# Killifish Project! Video Update Oct 2dn 2013



## arash53 (Aug 13, 2011)

I wanted to hatch ebay's killifish eggs for long time but I didn't have time. After shutting down my saltwater tank I have time to do it.

I bought these eggs from ebay










They are mark down for May 16, I guess it is safe to hatch them after May 19.
These are what I have prepared so far:

Brine shrimp eggs and 0.5 gallon tank









Decapsoulated brine shrimp eggs 








Anyone had luck raising fry with this ?

And 2 gallon tank to raise the fry









I need microworm culture and a little bit java moss.

Any else I should prepare before start hatching eggs?


----------



## TomC (Apr 21, 2010)

I will be interested to hear how you do with the decapsulated brine shrimp eggs.


----------



## arash53 (Aug 13, 2011)

I dont want to kill the fry with decapsoulated brine shrimp eggs, I will only use them If someone had luck and tell me how the plan is feeding with live brine shrimps and microworms


----------



## daworldisblack (Apr 23, 2013)

Any update on this?


----------



## arash53 (Aug 13, 2011)

I have 5 fry , 2 weeks old , eating microworms once a day. they are start swimming around doing pretty good


----------



## Master wilkins (Dec 10, 2012)

Pictures?.


----------



## arash53 (Aug 13, 2011)

It's hard take pictures ,but I will post a video this after noon.


----------



## arash53 (Aug 13, 2011)

Video June 6 2013


----------



## daworldisblack (Apr 23, 2013)

Neat!

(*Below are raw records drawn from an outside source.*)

PR #1929, opened 2021-04-24
Bug 1704038: Make use of new admin.display decorator

PFischbeck:
This makes use of the new admin.display decorator from Django 3.2. Additionally, we use `format_html` instead of `mark_safe`.

### DIFF
--- a/pontoon/checks/admin.py
+++ b/pontoon/checks/admin.py
@@ -15,15 +15,19 @@ class FailedCheckModelAdmin(admin.ModelAdmin):
         "resource",
     )
 
+    @admin.display
     def project(self, obj):
         return obj.translation.entity.resource.project.name
 
+    @admin.display
     def locale(self, obj):
         return obj.translation.locale.code
 
+    @admin.display
     def resource(self, obj):
         return obj.translation.entity.resource.path
 
+    @admin.display
     def translation(self, obj):
         return obj.translation.string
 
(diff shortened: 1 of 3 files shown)


pontoon/checks/admin.py
```diff
@@ -15,15 +15,19 @@ class FailedCheckModelAdmin(admin.ModelAdmin):
         "resource",
```
mathjazz, line 15: We only show translation in the list view, I wonder why is that.

Note that we have the same problem on master.

mathjazz (approved):
Nice work, thanks!

Left a question regarding the checks admin. Other that that, this look good.

pontoon/checks/admin.py
mathjazz: @PFischbeck Hey, just curious if you'd like to have a look into this.

No pressure, we can also fix it at a later occasion.

PFischbeck: @mathjazz I'm not sure what you mean. I can see the other attributes in the list view too:
grafik
And in the edit view, the translation is enough to infer all other attributes:
grafik
Or do you mean we should list other translation attributes, like the translation author?

mathjazz: Interesting, that's how the list looks for me:

Posnetek zaslona 2021-05-04 ob 14 48 20

PFischbeck: That's weird. Are the other columns present in the HTML? Maybe this is only caused by translations containing special characters (newlines etc.).
Or maybe someone else can try reproducing?

mathjazz: It turns out some translations are very long and they break the layout. So one just needs to scroll horizontally and the fields get revealed. :)

Sorry for the noise, this is outside the scope of this PR anyways.
https://bugzilla.mozilla.org/show_bug.cgi?id=1709788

Cant wait for more progress shots!!


----------



## Grimas64 (Sep 28, 2012)

Keep us updated with the Killies please I am interested!


----------



## arash53 (Aug 13, 2011)

Sure, will do.
Still feeding them only with microworms once a day, not sure if I could start feeding with crashed flake or not !

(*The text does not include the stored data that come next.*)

PR #1931, opened 2021-04-27
Fix bug 1706936: Collect baseline notifications metrics

mathjazz:
This patch introduces collection of user interaction metrics of the existing notifications UI.

It also includes the following improvements:
* CSRF token is now globally accessible on all pages using the base template (https://github.com/mozilla/pontoon/pull/1931/commits/21aad3d05234269f17c1c144e1f5bea88f2f7a15), which allows us to collect metrics on all pages that contain the notification icon/menu.
* Click-area to open the notification menu and to mark notifications as read is now exactly the same (https://github.com/mozilla/pontoon/pull/1931/commits/40b218874fe6cd1ce0f1ff21af1a7245216955b8). That is currently not the case, which can result in notifications not being marked as read in some edge cases, even if the menu is opened.
* Notification animation times in the old and new frontend code have been unified (https://github.com/mozilla/pontoon/pull/1931/commits/8c3be510d0a128698a0deb97d99e75d03ce9401d).

### DIFF
--- a/frontend/src/core/api/user.js
+++ b/frontend/src/core/api/user.js
@@ -29,6 +29,35 @@ export default class UserAPI extends APIBase {
     }
 
     /**
+     * Log UX action.
+     */
+    async logUxAction(
+        action_type: string,
+        experiment: ?string,
+        data: ?any,
+    ): Promise<any> {
+        const csrfToken = this.getCSRFToken();
+
+        const payload = new URLSearchParams();
+        payload.append('csrfmiddlewaretoken', csrfToken);
+        payload.append('action_type', action_type);
+
+        if (experiment) {
+            payload.append('experiment', experiment);
+        }
+
+        if (data) {
+            payload.append('data', JSON.stringify(data));
+        }
+
+        const headers = new Headers();
+        headers.append('X-Requested-With', 'XMLHttpRequest');
+        headers.append('X-CSRFToken', csrfToken);
+
+        return await this.fetch('/log-ux-action/', 'POST', payload, headers);
+    }
+
+    /**
      * Mark all notifications of the current user as read.
      */
     async markAllNotificationsAsRead(): Promise<any> {
--- a/frontend/src/core/api/user.js
+++ b/frontend/src/core/api/user.js
@@ -31,7 +31,7 @@ export default class UserAPI extends APIBase {
     /**
      * Log UX action.
      */
-    async logUxAction(
+    logUxAction(
         action_type: string,
         experiment: ?string,
         data: ?any,
@@ -54,7 +54,7 @@ export default class UserAPI extends APIBase {
         headers.append('X-Requested-With', 'XMLHttpRequest');
         headers.append('X-CSRFToken', csrfToken);
 
-        return await this.fetch('/log-ux-action/', 'POST', payload, headers);
+        return this.fetch('/log-ux-action/', 'POST', payload, headers);
     }
 
     /**
--- a/frontend/src/core/user/components/UserNotificationsMenu.js
+++ b/frontend/src/core/user/components/UserNotificationsMenu.js
@@ -23,26 +23,16 @@ type State = {|
 |};
 
 type UserNotificationsMenuProps = {
-    has_unread: boolean,
-    logUxAction: (string, ?string, ?any) => void,
     notifications: Array<Notification>,
     onDiscard: (e: SyntheticEvent<any>) => void,
 };
 
 export function UserNotificationsMenu({
-    has_unread,
-    logUxAction,
     notifications,
     onDiscard,
 }: UserNotificationsMenuProps): React.Element<'div'> {
     const ref = React.useRef(null);
     useOnDiscard(ref, onDiscard);
-
-    function handleClickSeeAll() {
-        logUxAction('See all Notifications link clicked', 'Notifications 1.0', {
-            unread: has_unread,
-        });
-    }
 
     return (
         <div ref={ref} className='menu'>
@@ -72,9 +62,11 @@ export function UserNotificationsMenu({
                 )}
             </ul>
 
-            <div className='see-all' onClick={handleClickSeeAll}>
+            <div className='see-all'>
                 <Localized id='user-UserNotificationsMenu--see-all-notifications'>
-                    <a href='/notifications'>See all Notifications</a>
+                    <a href='/notifications?referrer=ui'>
+                        See all Notifications
+                    </a>
                 </Localized>
             </div>
         </div>
@@ -130,7 +122,7 @@ export default class UserNotificationsMenuBase extends React.Component<
         }
     }
 
-    handleClickIcon: () => void = () => {
+    handleClick: () => void = () => {
         if (this.state.markAsRead) {
             this.setState({
                 markAsRead: false,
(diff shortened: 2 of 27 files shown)


frontend/src/core/user/components/UserNotificationsMenu.js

Sent from my iPad using Tapatalk HD


----------



## Immus21 (Jun 14, 2010)

How many eggs did you start with?


----------



## arash53 (Aug 13, 2011)

30 eggs , but only 8 hatched and 3 died . I dried the rest again to wet them in 3 weeks.


Sent from my iPad using Tapatalk HD


----------



## Durogity (Jun 10, 2013)

That's awesome, making me want to order some eBay babies lol


----------



## daworldisblack (Apr 23, 2013)

Awesome! Keep us posted!!


----------



## arash53 (Aug 13, 2011)

Video Update June 16th 2013





I thought they grow faster!


----------



## Immus21 (Jun 14, 2010)

Is it just me or is that Assassin snail stalking your fry?


----------



## arash53 (Aug 13, 2011)

The assassin snail just eating the microwoms I feed to the fry ,but one of the fry is missing .I found a damsel fly larva swimming in the fry box I caught that evil , I hope that was the only one!


Sent from my iPad using Tapatalk HD


----------



## arash53 (Aug 13, 2011)

Video update June 18, 
They start eating more


----------



## daworldisblack (Apr 23, 2013)

They look bigger! What are you feeding them? Did you end up trying to feed them the decap BBS?


----------



## arash53 (Aug 13, 2011)

only microworms , I start a BBS hatchery last night ,and bought a Daphnia culture .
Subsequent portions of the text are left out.